Write On Grrrl

Voice of Empowerment. Not reason.

Throwing That Garage Door Wide Open

"Don't worry," said Jackie. "If we happen to lose power during the procedure, the machine will release itself."

Of all the things, I may have been concerned about prior to my first mammogram--dull pain, crushing pain, stabbing pain-- being stuck in the imaging machine, in total darkness wasn't even on the radar.

"Yeah, that's happened to me before," she continued. "I asked the patient--are you okay?! And she said yes. That it had released."

Good to know.

I'm forty now. I've officially crossed into the 40-64 age bracket, with all the medical tests that go with it--including the much maligned baseline mammogram. Why does such a life saving procedure get such a bad rap? I was actually kind of curious to find out. So, here I stood, undressed from the waist up, opening in the front, ready for the festivities to begin.

When I booked the appointment, the woman on the other end immediately went into counseling mode. "I'm not scared," I interrupted. "I sort of like living."

Apparently not everyone feels this way.
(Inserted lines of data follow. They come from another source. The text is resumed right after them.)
PR #1467, opened 2024-07-20
Do not use payments staging in dev1

DJAndries:


mrose17 (approved):
This appears to provide the desired functionality!

PR #1471, opened 2024-07-29
Repeat double crypto pop fix for solana

bcaller:
Closes https://github.com/brave/brave-talk/issues/1236


bcaller:
@mrose17 OK should be fixed for Solana also now on dev2

mrose17 (approved):
we are getting closer!

PR #1485, opened 2024-08-23
Improve privacy by disabling JAAS requests to non-JAAS sites...

mrose17:
... e.g., for avatar URLs, which can be used to leak IP addresses.


mrose17:
Deferred until iOS updated to the latest SDK.

PR #1554, opened 2024-12-09
chore(audit): update path-to-regexp

tackley:
Only used in development by the webpack dev server, so the redos https://github.com/advisories/GHSA-rhx6-c78j-4q9w is not impactful, but upgrading to avoid the blocking npm audit failure.


tackley:
Force merging as this is a dev-only update, and runs fine locally.

PR #1598, opened 2025-02-28
Remove web3 functionality

DJAndries:


src/jwt-store.ts
```diff
@@ -208,7 +208,11 @@ const expiredP = (roomName: string, jwt: string): boolean => {
 
   try {
     const payload = jwt_decode(jwt);
-    return payload.exp < now;
+    const isWeb3 =
+      payload.context &&
+      payload.context["x-brave-features"] &&
+      payload.context["x-brave-features"].web3 === "true";
+    return payload.exp < now || isWeb3;
```
DJAndries, line 215: if normal or refresh JWT is a web3 one, mark it as "expired" so it will be removed during confab garbage collection

tackley (approved):
Looks great to me from inspection, and thanks for cleanly removing all the old code.

Could we also remove the now-unused dependencies from package.json? They won't be bundled so this isn't necessarily blocking to this PR, but let's get them out of the way.

Knip reports:

```
Unused dependencies (3)
@types/dom-screen-wake-lock  package.json:64:6
buffer                       package.json:65:6
ethers                       package.json:66:6
Unused devDependencies (1)
node-forge  package.json:49:6
```

(Though suspect `@types/dom-screen-wake-lock` may well actually be used and that's just knip not being able to see the usage properly.)

DJAndries:
> Could we also remove the now-unused dependencies from package.json?

I went ahead and removed ethers, thanks

PR #1617, opened 2025-03-26
chore: renovate config updates

tackley:
To reduce noise, and also ensure we are aware of major version updates:

1. rely on org-global settings ([here](https://github.com/brave/renovate-config/blob/main/default.json)) for mininum release age, rather than overriding
2. group all non-major updates (not just for npm)
3. re-enable PRs for major version updates, but show these only in the dependency dashboard for now (https://github.com/brave/brave-talk/issues/1058) as there are quite a few of these

### DIFF
--- a/renovate.json
+++ b/renovate.json
@@ -2,21 +2,16 @@
   "extends": [
     "local>brave/renovate-config",
     "config:js-app",
-    ":semanticCommitsDisabled"
+    ":semanticCommitsDisabled",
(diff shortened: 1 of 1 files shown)


mrose17 (approved):
I am always in favor of making things as simple as usable, and no simpler. Accordingly, I approve this update.

I hope that the `dependencyDashboardApproval` will be a help in keeping clutter to a minimum.

PR #1635, opened 2025-05-09
Transcript initialization error handling

DJAndries:
Resolves https://github.com/brave-intl/brave-talk-server/issues/135


mrose17 (approved):
This is a good fix for the root issue: a client-side snafu not initializing the transcript properly. I use the term _snafu_ because this is the first and only time we have seen this *ever*.

PR #1760, opened 2026-05-15
build(pnpm): set minimum release age

tackley:
Block any installs of deps less than 7 days old, and disallow non-repository dependencies.

Also ignore the two additional svelte audit issues, which we cannot avoid until `@brave/leo` upgrades the version of svelte it uses.


mrose17 (approved):
this PR improves dependency security and helps to avoid spiking my anxiety whenever I hear about a supply chain attack. given the near-immediate detection of package toxicity from Socket – thank you @feross & co. – this PR puts a "well-needed gap" between the attack and the automated PR system. _"my name is @mrose17, and I approve this request."_

PR #1763, opened 2026-05-22
pnpm audit --fix rollup

mrose17:
Looks good on desktop, `dev1`, `dev2`, and `dev3`.


mrose17:
The missing lines from `pnpm-workspace.yaml` were restored. i'm not sure how they got misplaced as I was preparing this rollup. Thankfully, it was caught!

tackley (approved):

PR #1766, opened 2026-05-29
Optimize recovery UI for non-premium users

DJAndries:
Only show the recovery token box on the homepage if the user is premium or is a new user/has no confab JWTs. Show a collapsed copy for free users.


tackley (approved):
A great improvement!

PR #1770, opened 2026-06-11
Only show "load tokens" option during recovery if there are no stored tokens

DJAndries:


mrose17 (approved):
Looks good on `dev1` (not possible to test on desktop, as desktop isn't able to be premium).

PR #101, opened 2015-05-13
added Jaegyun Park's extensions to electrons

jshlee:


ghost:
Ah, I got what you said, You are right.

jhgoh:
Are those variables really used in your analysis?
I don't have /strong/ objection to this but eventually it will be just a 2nd copy of existing dataformat.

jshlee:
i'll close this since i've updated it in my other pr

PR #102, opened 2015-05-13
Cat75x

jshlee:
added Iso03 for muons from miniAOD
added Jaegyun Park's extensions to electrons
added new egamma pid
added gsftrack for electrons
added PFSpecific to jets
added correctedJet() and jecFactor() to get the different correction levels for jets


jshlee:
hi all,
I would like to merge this as soon as possible.

monttj:
Do you have any estimation as to the file size per event with respect to without adding these all variables? Thank you!

jshlee:
image

jshlee:
For electrons, muons and jets, they pretty much double in size.
I think we should add in selection cuts, ie. pid, pt, eta, etc.

monttj:
It seems too much. Do we know which analysis needs these all variables? We can remove detector-based isolation variables.

monttj:
Currently, it is ~4kb per event using ttbar sample. If it is doubled, it would be around 10 kb per event. 
miniAOD is around 30-40 kb.  It will be only one third of miniAOD which is much larger than original plan.

jshlee:
yes i agree. I would like to keep it as small as possible.

jshlee:
I've removed the additional variables and the cattuples are now back to the 1/10th the miniAOD size.
If there are no objections, I'll merge this.

monttj:
no objection from my side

She told me about her neighbor, who refuses to have a mammogram. Sad stuff really. And you can probably place some blame on the analogies that are supposed to lighten the situation, like that slamming garage door bit.

At my appointment, Jackie and I became friends pretty quickly, as she confidently manipulated my breasts into position. And then, because it was the only reference I knew, I waited for the garage door to slam.

And waited.

And waited.

Luckily it never happened.

Indeed there was pressure. How else can you expect to squash breasts into abnormally flat pancakes. (They were. I looked. I don't advise that part.) And naturally, having a body part caught in a vise-like grip for any length of time is little out of the ordinary.

But outright pain? Nope.

Jackie, after piquing my interest by complimenting my pecs and youthful glandular tissue, gave me a look-see at one of the images. And then the party was over as soon as it began. A quick high-five of her latex gloved hand and I was back to my day already in progress.

To me, the test was actually quite satisfying. It provided a small peek inside my body, to prove that what I've been doing to keep myself strong all of these years, might just actually be working.

And for you? Maybe it's time to stop believing everything you hear.